▸ Dataset
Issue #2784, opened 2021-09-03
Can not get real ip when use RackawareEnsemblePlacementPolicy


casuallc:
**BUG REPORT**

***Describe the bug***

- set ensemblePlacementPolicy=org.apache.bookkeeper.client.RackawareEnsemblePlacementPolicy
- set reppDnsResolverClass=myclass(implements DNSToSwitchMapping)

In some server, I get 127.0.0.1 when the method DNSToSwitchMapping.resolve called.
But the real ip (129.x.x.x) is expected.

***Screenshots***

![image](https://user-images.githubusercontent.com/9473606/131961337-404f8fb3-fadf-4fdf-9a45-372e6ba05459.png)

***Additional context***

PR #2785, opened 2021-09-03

==

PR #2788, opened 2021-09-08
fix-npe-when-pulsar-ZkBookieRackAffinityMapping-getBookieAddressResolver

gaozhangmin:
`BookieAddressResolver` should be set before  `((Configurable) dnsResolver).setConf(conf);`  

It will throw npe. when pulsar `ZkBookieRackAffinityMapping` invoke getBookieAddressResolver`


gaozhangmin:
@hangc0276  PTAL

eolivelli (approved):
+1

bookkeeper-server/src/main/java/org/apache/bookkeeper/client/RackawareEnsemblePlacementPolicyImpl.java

▸ About this exercise
From the entries above, pull out each line that includes "DNSToSwitchMapping".

▸ Solution to this task
- set reppDnsResolverClass=myclass(implements DNSToSwitchMapping)
In some server, I get 127.0.0.1 when the method DNSToSwitchMapping.resolve called.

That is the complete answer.